_WHAT IS EXPECTED_. Please find the lines in the entries below that contain the word "course", and copy each one.

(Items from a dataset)
============================================================
PR #6448, opened 2026-06-19
fix: modal shift on close + readd settings preload

IMB11:
- Readds preload on settings modal open using tanstack (Instance + Server panel settings)
- Fixes modpack content modal stuck showing "Loading" 
- Fixes weird transition when NewModal closes when clicking outside or using the X button

### DIFF
--- a/apps/app-frontend/src/components/ui/modal/InstanceSettingsModal.vue
+++ b/apps/app-frontend/src/components/ui/modal/InstanceSettingsModal.vue
@@ -16,6 +16,7 @@ import {
 	type TabbedModalTab,
 	useVIntl,
 } from '@modrinth/ui'
+import type { PlatformTag } from '@modrinth/utils'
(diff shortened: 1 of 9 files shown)


apps/app-frontend/src/components/ui/modal/InstanceSettingsModal.vue
```diff
@@ -120,13 +121,46 @@ const tabs = computed<TabbedModalTab[]>(() => [
 	},
 ])
 
+function getSupportedModpackLoaders() {
+	return get_loaders().then((value) =>
+		value
+			.filter((item) => item.supported_project_types.includes('modpack') || item.name === 'vanilla')
```
tdgao, line 128: some implicit any type errors here

tdgao (changes requested):
just the type errors to fix

tdgao (approved):

PR #6469, opened 2026-06-22
feat: shared modrinth-content-management crate

IMB11:
- Moves dependency resolution when installing content to a hosting server or app instance to the app/labrinth backend through the `modrinth-content-management` crate which is shared between Modrinth App and Labrinth.
- Modrinth Hosting uses labrinth - results are cached w/ redis, TTL based on how much traffic the project is getting
- App does resolution locally, not thru labrinth.


IMB11:
Works on staging

PR #6506, opened 2026-06-25
fix: respect height attribute on images in markdown body

### LINKED ISSUE #2194: Markdown ignores height parameter of img tag

- [X] I checked the [existing issues](https://github.com/modrinth/code/issues) for duplicate problems
- [X] I have tried resolving the issue using the [support portal](https://support.modrinth.com)

Microsoft Edge

### Describe the bug

In markdown if specify the height parameter of the img tag like that: ``, this will have no effect on the actual size of the image display. If disable the `height: auto;` style parameter:
image
then everything works as expected.

### Steps to reproduce

_No response_

### Expected behavior

Height parameter of img tag has effect on the actual size of the image display as well as it works in github markdown

### Additional context

_No response_

raife-wh:
Fixes #2194

`.markdown-body` set `height: auto` on all images in the markdown body. Changed to respect the height attribute set by the user, and resort to `height: auto` if no height is set.


tdgao (approved):
lgtm

PR #6532, opened 2026-06-27
fix: modpack content modal toggle state

creeperkatze:
Fixes the toggle in the modpack content modal snapping back on when disabling a project. The modal was changing the app's read-only data directly, so it now keeps its own copy of the list and updates it properly.


creeperkatze:
https://github.com/user-attachments/assets/3d905e70-c2e0-4277-bb00-86cc46957f7c

https://github.com/user-attachments/assets/3fb48cf3-5e73-44bd-8b4b-eb65b2e944e9

IMB11 (approved):

IMB11:
Looks good, thanks

PR #6900, opened 2026-07-27
fix authorized apps settings, redesign, fix retro theme vars

Prospector:


apps/frontend/src/assets/styles/global.scss
```diff
@@ -280,15 +280,19 @@ html {
 }
 
 .retro-mode {
-	--color-bg: #191917;
-	--color-raised-bg: #1d1e1b;
+	--surface-1: #191917;
```
IMB11, line 283: retro in app 👀 ?

IMB11 (approved):

PR #6904, opened 2026-07-27
cleaup app layout, add missing translations to it

Prospector:


apps/app-frontend/src/routes.js
```diff
@@ -20,14 +20,6 @@ export default new createRouter({
 				breadcrumb: [{ name: 'Home' }],
 			},
 		},
-		{
```
IMB11, line 23: Should delete the feature flag as well

packages/ui/src/utils/common-messages.ts
```diff
@@ -323,6 +327,10 @@ export const commonMessages = defineMessages({
 		id: 'label.singleplayer',
 		defaultMessage: 'Singleplayer',
 	},
+	skinSelectorLabel: {
```
IMB11: We should probs make a commonMessages just for app strings in app-frontend, since this isn't shared

IMB11 (changes requested):
just two issues

IMB11 (approved):
lgtm, can add more to app-messages as we go

PR #6917, opened 2026-07-29
add toggle to hide already-installed modpacks

### LINKED ISSUE #271: Install checking

After installing a modpack the browse page shows the option to install the modpack again despite it already existing as an instance in my library.

add in a feature that checks for already installed modpacks and either disables the install button or shows a run/launch button for the installed modpack.

Another option could be to simply hide the installed modpack from the Browse page altogether though that could cause issues if there is a legitimate reason to need it to appear on the browse page.

### Additional context

instance
library

Prospector:
Closes #271

### DIFF
--- a/apps/app-frontend/src/locales/en-US/index.json
+++ b/apps/app-frontend/src/locales/en-US/index.json
@@ -260,6 +260,9 @@
   "app.browse.hide-added-servers": {
     "message": "Hide servers already added"
   },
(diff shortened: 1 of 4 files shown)


IMB11 (approved):

IMB11:
Actually, shouldn't be on by default - would be misleading if they search for a proj and they have to turn the filter off - friction

IMB11:
Impl is fine tho

PR #6929, opened 2026-07-29
refactor: Button components

IMB11:


packages/ui/src/components/base/buttons/types.ts
```diff
@@ -0,0 +1,90 @@
+import type { Component } from 'vue'
+import type { RouteLocationRaw } from 'vue-router'
+
+import type { AnchoredTeleportPlacement } from '../../../utils/use-anchored-teleport'
+
+export type ButtonType = 'base' | 'colored' | 'outlined' | 'quiet'
+
+export type ButtonSize = 'sm' | 'default' | 'md' | 'lg'
```
tdgao: Imo it's kinda weird to have 'default' as one of the options. It's not really a size and default should just be medium. 

What about  `'sm' | 'md' | 'lg' | 'xl'`?

Prospector (approved):

PR #6938, opened 2026-07-30
fix: analytics event endpoint

aecsocket:


Sychic (approved):

apps/labrinth/src/routes/v3/mod.rs
```diff
@@ -30,6 +30,11 @@ pub mod versions;
 pub mod oauth_clients;
 
 pub fn config(cfg: &mut web::ServiceConfig) {
+    cfg.service(
+        web::scope("/v3/analytics-event")
+            .wrap(default_cors())
+            .configure(analytics_event::config),
```
Sychic: split the admin endpoints out from this registration, only get should be in the public api

Sychic (changes requested):

apps/labrinth/src/routes/v3/mod.rs
```diff
@@ -30,6 +30,11 @@ pub mod versions;
 pub mod oauth_clients;
 
 pub fn config(cfg: &mut web::ServiceConfig) {
+    cfg.service(
+        web::scope("/v3/analytics-event")
```
Sychic: minor nitpick, could now register this with the other v3 endpoints.

Sychic (approved):

PR #6943, opened 2026-07-30
chore: Update copyright year in all COPYING.md files

LittleT6109:
Title explains it all.


IMB11:
nothingburger, we will do this ourselves

PR #6945, opened 2026-07-30
feat(labrinth): project disclosures

Sychic:


apps/labrinth/src/models/v3/disclosures.rs
```diff
@@ -11,6 +11,9 @@ use utoipa::ToSchema;
 pub enum ProjectDisclosure {
     AiContent {
         note: Option<String>,
+        code: bool,
+        assets: bool,
+        test: bool,
```
Prospector: text

Sychic: oops

fetchfern (approved):

PR #6949, opened 2026-07-31
fix: export modal path handling

IMB11:
- Switches export modal file selector to use hierarchical selection, knowing what is excluded from a folder rather than storing all files selected
- Fixes some mem issues with big instances

### DIFF
--- a/packages/app-lib/src/api/instance/export_mrpack.rs
+++ b/packages/app-lib/src/api/instance/export_mrpack.rs
@@ -21,8 +21,13 @@ use std::time::UNIX_EPOCH;
 use tokio::fs::File;
 use tokio_util::compat::FuturesAsyncWriteCompatExt;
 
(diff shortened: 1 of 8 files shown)


packages/app-lib/src/api/instance/export_mrpack.rs
```diff
@@ -108,54 +264,138 @@ pub async fn export_mrpack(
...
+        return false;
+    }
+
+    !NEVER_EXPORTABLE_PATH_PREFIXES.iter().any(|prefix| {
+        path == *prefix
             || path
-                .strip_prefix(candidate)
+                .strip_prefix(prefix)
                 .is_some_and(|suffix| suffix.starts_with('/'))
     })
```
aecsocket: dont special case ds_store suffix, should probs either turn never exportable into a set of regexes, or have a never exportable prefix and suffix list

aecsocket (changes requested):

aecsocket (approved):

PR #6952, opened 2026-07-31
fix: moderation fixes

IMB11:
- Fix the skip logic to skip deleted projects.
- Fix checklist appearing frozen for 1-2 sec when approving/rejecting/sending the message.


Prospector (approved):

Prospector:
@mergifyio queue

PR #6963, opened 2026-08-02
feat: add lazurich client source support

wojtmic:


Prospector:
there are no requests from this user agent. we're only looking to add support for launchers that at least some people are using

wojtmic:
Can I resubmit later if people use it?

PR #6967, opened 2026-08-03
fix: version tags toggling every supported version and freezing the page

### LINKED ISSUE #6601: Website freezes for several seconds when clicking a version range (i.e. `26.x`) and sets wrong filters

Firefox

### Describe the bug

When clicking a Minecraft Version in the versions tab that covers a range of MC versions, such as 26.x, does Modrinth freeze for several seconds before applying every version that the project version supports.

Here's a video to show the issue:

https://github.com/user-attachments/assets/2a7054d5-0bdf-4eca-a47f-30e313a3311a

### Steps to reproduce

1. Go to a project that supports multiple MC versions in a Release
2. Click a .x or range MC version to apply a filter
3. Observe site freezing.

### Expected behavior

Site shouldn't freeze and also only apply the clicked MC version as a filter.

### Additional context

Tested this on my own project, which can be used for testing. Link: https://modrinth.com/plugin/advancedserverlist/versions

LarpinWBD:
Fixes #6601

Clicking any game version tag on the versions tab passed the whole game_versions array of the release to toggleFilters, so clicking 26.x (or even a single version tag) selected every version the release supports. On projects supporting a lot of versions this also froze the page for a few seconds, since toggleFilters awaited a needlessly async toggleFilter per version, which let Vue do a full re-render between every iteration (~90 renders on the project from the issue).

Changes:
- the grouping in formatVersionsForDisplay now also returns which versions each displayed range represents (getVersionGroupsForDisplay), so tags toggle exactly the versions they show. Display output is unchanged, the other callers still get the same labels
- toggleFilters applies the whole batch synchronously in one update, and selects the missing versions unless all of them are already selected, instead of blindly inverting each one (clicking a half selected range now completes it rather than inverting it, happy to change that if you want different semantics)

Tested the grouping refactor against the old implementation on a bunch of version list shapes (full ranges, partial ranges, snapshots, legacy versions) and the labels come out identical.

### DIFF
--- a/packages/ui/src/components/project/ProjectPageVersions.vue
+++ b/packages/ui/src/components/project/ProjectPageVersions.vue
@@ -115,14 +115,17 @@
 		<template #cell-gameVersions="{ row: version }">
 			<div class="flex min-w-0 w-full max-w-[12rem] flex-wrap gap-1">
 				<TagItem
-					v-for="gameVersion in getDisplayGameVersions(version).slice(0, MAX_GAME_VERSION_TAGS)"
-					:key="`version-tag-${gameVersion}`"
-					v-tooltip="getFilterTooltip(gameVersion)"
+					v-for="gameVersionGroup in getDisplayGameVersions(version).slice(
+						0,
+						MAX_GAME_VERSION_TAGS,
+					)"
+					:key="`version-tag-${gameVersionGroup.label}`"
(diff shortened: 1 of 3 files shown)


Prospector:
@mergifyio queue

Prospector (approved):

Prospector:
@mergifyio queue

PR #7020, opened 2026-08-06
refactor(i18n): use common messages for generic button labels

chank-op:
`commonMessages` already has "Cancel", "Close", "Clear" and "Success",
but a few components were defining their own. Swapped them over and
removed the old ones.

Nothing changes — the defaultMessages were identical.

The locale diff is just `pnpm prepr` pruning the orphaned strings out of
every language.


Prospector (approved):

Prospector:
@mergifyio queue

Prospector:
@mergifyio refresh

PR #7351, opened 2026-08-28
feat: make datapack search only show 1.13+ versions

### LINKED ISSUE #5384: Datapacks game version filter

- [x] I checked the [existing issues](https://github.com/modrinth/code/issues?q=is%3Aissue) for duplicate feature requests
- [x] I have checked that this feature request is not on our [roadmap](https://roadmap.modrinth.com)

Modrinth.com website

The version filter for datapacks can be selected starting from 1.12 and below, despite the fact that datapacks only first appeared in 1.13.

Make it so that users cannot see/select versions lower than 1.13.

Maybe this should be done not only with datapacks, but also with mods/plugins, so that it only shows versions for which the loader is available. For example, for Ornithe, it would be available from all beta versions up to 1.14.

### Additional context

Image

EpicPix:
Fixes https://github.com/modrinth/code/issues/5384

This PR just adds a map that contains a mapping between a project type and the min/max date range for versions

Unfortunately I don't know whether it's possible to make the game version picker change depending on which loader is selected, so I didn't add that. (ornithe would be marked as `maximum: new Date("2019-07-19T09:25:47Z")`, because that's 1.14.4)

### DIFF
--- a/packages/ui/src/utils/search.ts
+++ b/packages/ui/src/utils/search.ts
@@ -383,6 +383,14 @@ export function useSearch(
 		{ display: 'Date updated', name: 'updated' },
 	])
 
+	// minimum and maximum are both inclusive dates
+	const projectTypeVersionDateRanges: Map<ProjectType, { minimum?: Date; maximum?: Date }> =
+		new Map([
+			['datapack', { minimum: new Date('2017-10-25T14:43:50Z') }], // datapacks were added in 17w34a
+		])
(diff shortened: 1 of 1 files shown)


Prospector:
going to close for now. it may be worth doing, but it does seem weird to prevent filtering by something that is technically settable. I think this would need some more thought & backend behind it if we want to validate this better

PR #7401, opened 2026-09-01
feat(app): add Icon Composer app icon for macOS

tomatopotato17265:
This change uses the existing Icon Composer .icon as the app icon on macOS 26 and 27. Any previous macOS versions that do not support .icons fall back to the existing .icns. No dependencies were used; only these commands were run:

1. Compile `apple.icon` into a `.car`:
```
cd apps/app
actool icons/apple.icon --compile resources --app-icon apple --include-all-app-icons --output-partial-info-plist resources/partial.plist --enable-on-demand-resources NO --target-device mac --minimum-deployment-target 10.13 --platform macosx
```
2. Add `CFBundleIconName` to `Info.plist`:
```swift
<key>CFBundleIconName</key>
    <string>apple</string>
```

3. Add to `bundle.macOS` in `tauri.conf.json`:
```json
"macOS": {
    "files": { "Resources/Assets.car": "resources/Assets.car" },
```

4. Build in production mode since it doesn't show in dev mode

I also had to re-sign it (`codesign --force --deep --sign - "target/release/bundle/macos/Modrinth App.app"`) because adding to `Content/Resources` breaks signing.

After all of this, I was able to use the Icon Composer icon. The icon follows Apple's dark icons and is fluent with the rest of my dock:

Screenshot 2026-09-01 at 6 49 22 AM


IMB11:
Hi there, I'm going to close this as this is something we'll probably do ourselves for the next update - thank you for taking the time to create a PR though!

tomatopotato17265:
Any estimates for when said update will release? Modrinth is the outlier in my dark-themed app dock :p

PR #7449, opened 2026-09-08
feat(ui): improve slider styling

creeperkatze:
Improves the slider styling and fixes some issues.

The knob is now smaller and uses the contrast color instead of the muted body text gray. Its ring only shows on hover and focus now, and the rectangular focus ring around the whole track is gone.
Snap point markers were shrunk to the knob size so it covers them.

Fixed:
- Snapping picked the last point in range instead of the nearest, and undid itself right after.
- The min/max labels and number field also had fixed widths that cut off longer values, so both size to their content now.

Old:

https://github.com/user-attachments/assets/0e6418b5-4372-4006-968a-994c961ac168

New:

https://github.com/user-attachments/assets/29f0bb78-d254-4629-b2c3-53bea9a497c4


creeperkatze:
Can of course also be tested in storybook

Prospector:
did a design pass on the sliders, here's what I came up with:

image

IMB11 (approved):

IMB11:
It should be circular, as it's easier to click. The old line design was finicky/has a high miss rate

Prospector:
the click area can remain the same (though, the whole area of the bar should be clickable so width shouldn't make a difference)

Prospector:
i've implemented the new design over on #7473

IMB11:
Whoops

Prospector (changes requested):
can merge if design changes are reverted

creeperkatze:
@Prospector Keeps the new design, tho still fixes the styling and snapping issues (this also includes the refactored stuff, like input width not having to be manually calculated).

https://github.com/user-attachments/assets/4b81f838-8ea8-45f2-b347-0ddade463e39

creeperkatze:
Also fixes tab navigation (arrow keys) not moving over steps. Of course it still snaps to the steps.

creeperkatze:
https://github.com/user-attachments/assets/cc317131-2014-4fe9-a473-c734dce29f92

Prospector (approved):

Prospector:
@mergifyio queue

PR #7490, opened 2026-09-11
feat(app): content cache store

IMB11:


packages/app-lib/migrations/20260910120000_shared-content-store.sql
```diff
@@ -0,0 +1,41 @@
+CREATE TABLE store_blobs (
+	sha512 TEXT PRIMARY KEY NOT NULL,
+	sha1 TEXT NOT NULL,
```
aecsocket: sha1 is legacy

packages/app-lib/migrations/20260910120000_shared-content-store.sql
```diff
@@ -0,0 +1,41 @@
...
+	size INTEGER NOT NULL CHECK (size >= 0),
+	relative_path TEXT NOT NULL UNIQUE,
```
aecsocket: dont need, you can compute it from just the `sha512` col. if you remove the `payload.zip` and `payload.bin` logic, that is - so all files are stored as `objects/sha512/ab/ab..ef` with no ext

packages/app-lib/migrations/20260910120000_shared-content-store.sql
```diff
@@ -0,0 +1,41 @@
...
+	status TEXT NOT NULL DEFAULT 'ready' CHECK (status IN ('ready', 'quarantined', 'deleting')),
+	modified_at_ns INTEGER NOT NULL,
```
aecsocket: convention is `modified_as`

packages/app-lib/migrations/20260910120000_shared-content-store.sql
```diff
@@ -0,0 +1,41 @@
...
+	created_at INTEGER NOT NULL DEFAULT (unixepoch()),
+	last_used_at INTEGER NOT NULL DEFAULT (unixepoch()),
+	verified_at INTEGER NOT NULL DEFAULT (unixepoch()),
+	sources TEXT NOT NULL DEFAULT '[]'
+);
+
+CREATE INDEX store_blobs_sha1_size ON store_blobs (sha1, size);
```
aecsocket: dont need if no sha1

packages/app-lib/src/bin/export_app_events.rs
```diff
@@ -0,0 +1,6 @@
+fn main() -> Result<(), Box<dyn std::error::Error>> {
```
aecsocket, line 1: if this is intentional in this pr, move to bin/ instead of treating as an example. if unintentional remove

aecsocket (changes requested):

aecsocket (approved):

IMB11:
@mergifyio queue

Prospector (approved):

PR #7508, opened 2026-09-14
fix(app): pass modrinth:// deep links to the app on Linux

anandghegde:
## The bug

On Linux (.deb, .rpm, AppImage), the website's `modrinth://` links do nothing useful. "Install with Modrinth App" (`modrinth://mod/…`), shared instance invites (`modrinth://share/…`) and "Open in app" for servers (`modrinth://server/…`) start the app, or focus it if it's already running, but the install/invite/server flow never opens.

## Why

The bundled desktop entry comes from tauri-bundler's stock template. This is the file shipped in the 0.20.5 .deb:

```ini
[Desktop Entry]
Categories=Game;
Exec=ModrinthApp
Icon=ModrinthApp
Name=Modrinth App
Terminal=false
Type=Application
MimeType=application/x-modrinth-modpack+zip;x-scheme-handler/modrinth
```

`MimeType=` makes the app the handler for `x-scheme-handler/modrinth`, but `Exec=` has no field code. Per the [Desktop Entry spec](https://specifications.freedesktop.org/desktop-entry-spec/latest/exec-variables.html), a URL only gets passed if `Exec=` has `%u`/`%U`, so the launcher drops it. On Linux, both `get_opening_command` (cold start) and the single-instance callback (app already running) read the link from `argv[1]`, and it's never there.

Opening an `.mrpack` works today, at least through GIO, which appends a local file path when `Exec=` has no field code. It doesn't do that for `modrinth://` URLs (see the table below).

## Changes

- **`apps/app/linux/ModrinthApp.desktop`**: a copy of the stock `main.desktop` from the bundler that `@tauri-apps/cli` 2.5.0 uses, with `Exec={{exec}} %U`. Nothing else is different, so all other keys render the same as today.
- **`apps/app/tauri.conf.json`**: set `bundle.linux.deb.desktopTemplate` and `bundle.linux.rpm.desktopTemplate` to it. The AppImage reuses the deb's desktop file, since its bundler calls `debian::generate_data`.
- **`packages/app-lib/src/api/handler.rs`**: `%U` works for both the scheme and the `.mrpack` association. The spec lets launchers pass local files as `file://` URLs for `%U`. `parse_command` used to take such a URL as a literal path, so canonicalizing it failed. It now turns local `file://` URLs into paths first and leaves everything else as it was. I added two unit tests.

The Flathub package isn't affected. Its manifest rewrites `Exec=` in the extracted AppImage desktop file with `desktop-file-edit --set-key=Exec --set-value=modrinth-app`, so it will still ship without a field code. That needs a separate change in the Flathub repo.

Upstream, tauri-apps/tauri#15929 (open) would add a field code to the stock template. This per-app template is still needed until that change ships in a CLI release used here.

## Verification

- **Template rendering.** I rendered the bundler's stock template with handlebars, using the context the bundler builds from this config. The output matched the desktop file in the published 0.20.5 .deb byte for byte. The new template, rendered with the same context, differs only in `Exec=ModrinthApp %U`.
- **Launcher behaviour, in a `debian:trixie` container** (shared-mime-info 2.4, which knows `application/x-modrinth-modpack+zip`). I installed each rendered entry as the default handler, with a stub `ModrinthApp` that logs its argv, then ran `gio open`:

  | | `gio open modrinth://mod/sodium` | `gio open "/tmp/my packs/Fabulously Optimized.mrpack"` |
  | --- | --- | --- |
  | stock template | `argc=0` | `argc=1 [/tmp/my packs/Fabulously Optimized.mrpack]` |
  | this PR | `argc=1 [modrinth://mod/sodium]` | `argc=1 [/tmp/my packs/Fabulously Optimized.mrpack]` |

  `desktop-file-validate` passes for both.
- **Config.** `tauri.conf.json` validates against the `config.schema.json` for tauri-cli 2.5.0 and for tauri 2.10.2 (from `Cargo.lock`). Both set `additionalProperties: false` on `BundleConfig`, `LinuxConfig`, `DebConfig` and `RpmConfig`. `cargo check -p theseus_gui` passes, and tauri-build rejects a misspelled `desktopTemplat` key, so the key is actually picked up.
- **Rust.** `cargo test -p theseus --lib` passes (26 tests, including the two new ones; the `file://` test failed before the handler change). `cargo fmt --check` and `cargo clippy -p theseus --all-targets` are clean.

I couldn't build a real .deb/.rpm or install one on a Linux desktop. If you can grab a Linux build artifact from this PR, the quickest check is: install the .deb, then run `xdg-open 'modrinth://mod/sodium'`, once with the app closed and once with it open. The install flow for Sodium should open both times.


IMB11:
slop

Issue #7457, opened 2026-09-09
instance_files rows rewritten continuously while the app is idle (~3.4 MB/s of disk writes)


lbellows:
0.20.0 flatpak from Flathub, Linux/X11, 51 instances, 4210 rows in `instance_files`.

With the app open and idle — no game running, no interaction, window just sitting there — rows in `instance_files` are rewritten continuously. Every rewritten row keeps the same `sha1`, `size` and `missing`; only `modified_at` changes.

```
$ python3 mrdiff.py
rows: 4210
changed in 20s: 949
of those, only modified_at changed: 949
```

```python
import sqlite3, os, time
db = os.path.expanduser("~/.var/app/com.modrinth.ModrinthApp/data/ModrinthApp/app.db")
def snap():
    c = sqlite3.connect("file:%s?mode=ro" % db, uri=True)
    d = {r[0]: r[1:] for r in c.execute(
        "SELECT id, sha1, size, missing, modified_at FROM instance_files")}
    c.close(); return d
a = snap(); time.sleep(20); b = snap()
chg = [k for k in a if a[k] != b[k]]
print("rows:", len(a))
print("changed in 20s:", len(chg))
print("of those, only modified_at changed:",
      sum(1 for k in chg if a[k][:3] == b[k][:3]))
```

That works out to a full pass over every tracked file about every 90 seconds, repeating for as long as the app is open. Cost on the same idle process:

```
$ pgrep -x modrinth-app-wr
4168
$ grep -E 'rchar|write_bytes' /proc/4168/io; sleep 20; grep -E 'rchar|write_bytes' /proc/4168/io
rchar: 15893333159
write_bytes: 1925435392
-- 20s later --
rchar: 16468973591
write_bytes: 1993728000

$ ps -o etimes=,pcpu=,rss= -p 4168
    556 32.4 454600
```

28.8 MB/s of reads and 3.4 MB/s written to disk, 0.32 core, steady (two samples 40s apart were identical). 1.9 GB written in the first 9 minutes of an idle session; roughly 300 GB/day if the app is left open, which is what I actually care about here.

The numbers above are with every sync feature turned off. With them on it is about twice that: 1847 of 4210 rows per 20s, 8.6-9.8 MB/s written, 0.64 core.

[...]

PR #7561, opened 2026-09-15
fix: stop rewriting unchanged instance_files rows on every content sync

lbellows:
#7457

`sync_instance_content_files` stamps every scanned file with `modified_at = Utc::now()` and upserts it, so a rescan rewrites every row even when the scan found nothing changed. This keeps the stored stamp when the file is unchanged, and skips the upsert when the row already matches.


IMB11 (approved):

IMB11:
@mergifyio queue

PR #7577, opened 2026-09-16
Replace `DatabaseError` with `eyre::Report`s

aecsocket:
`DatabaseError` is a practically useless error variant and has hidden real errors by not letting us see the full trace. This PR finally gets rid of it and replaces all call sites with more verbose op descriptions


fetchfern (approved):

aecsocket:
@mergifyio queue

PR #7582, opened 2026-09-16
fix: disable content store validate on play

### LINKED ISSUE #7574: Desynced instance index prevents it from launching
> - [x] I checked the [existing issues](https://github.com/modrinth/code/issues?q=is%3Aissue) for duplicate problems
> - [x] I have ensured my Modrinth App installation is up to date; v0.21.3 on Windows

---

### Describe the problem 
Modrinth keeps an internal index of content installed on each instance, which only updates from changes made through the app. This would mean any externally removed content leaves the index unaware of the removal.
In other words, Modrinth App thinks a mod should be in your instance even after manually deleting it. This would not inherently cause issues if not for the safeguard that prevents users from launching instances that have this desync.

https://github.com/user-attachments/assets/5ea37660-e0e7-429b-9cf1-e08a230af7f1

> 1. The mod was externally removed, as shown in the video. At this point, the index still expects to find Fabric API in the mods folder, and therefore prevents the instance from launching.
> 2. We now externally restore the Fabric API and the instance will launch fine, since the index is satisfied.

IMB11:
fixes #7574


aecsocket (approved):

IMB11:
@mergifyio queue

PR #7593, opened 2026-09-16
feat(labrinth): more versions loader and additional files validation

tdgao:
did not add validation on version editing since that doesn't exist now and would be a bigger change


aecsocket (approved):

tdgao:
@mergifyio queue

PR #7628, opened 2026-09-20
fix(app): `BEGIN IMMEDIATE` for writing transactions, un-disable connection max lifetime

fetchfern:
SQLite will immediately error with `SQLITE_BUSY` if it tries to promote a read transaction to a write transaction, but a write invalidated the previously-read data. `BEGIN IMMEDIATE` makes the transaction immediately acquire a write lock and wait for `busy_timeout`, avoiding the deadlock entirely

Also removes the recently-introduced `max_lifetime(None)` on the pool options because there's no point in setting this, better to keep rotating connections for longer app sessions


IMB11:
@mergifyio queue

IMB11 (approved):

PR #93, opened 2022-02-15
Link postgres statically

legleux:
Whoops, rippled has the same issue.

---
This change is [Reviewable](https://reviewable.io/reviews/cjcobb23/clio/93)


cjcobb23:
@legleux  get rid of this merge commit and then we're all good

cjcobb23 (approved):

legleux:
Ok, let's just build it all the time. Some distros have the necessary libs but most don't and the ones that do will be EOL soon anyway.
============================================================
_SOLUTION TO THE PROBLEM_.
Can of course also be tested in storybook
Also fixes tab navigation (arrow keys) not moving over steps. Of course it still snaps to the steps.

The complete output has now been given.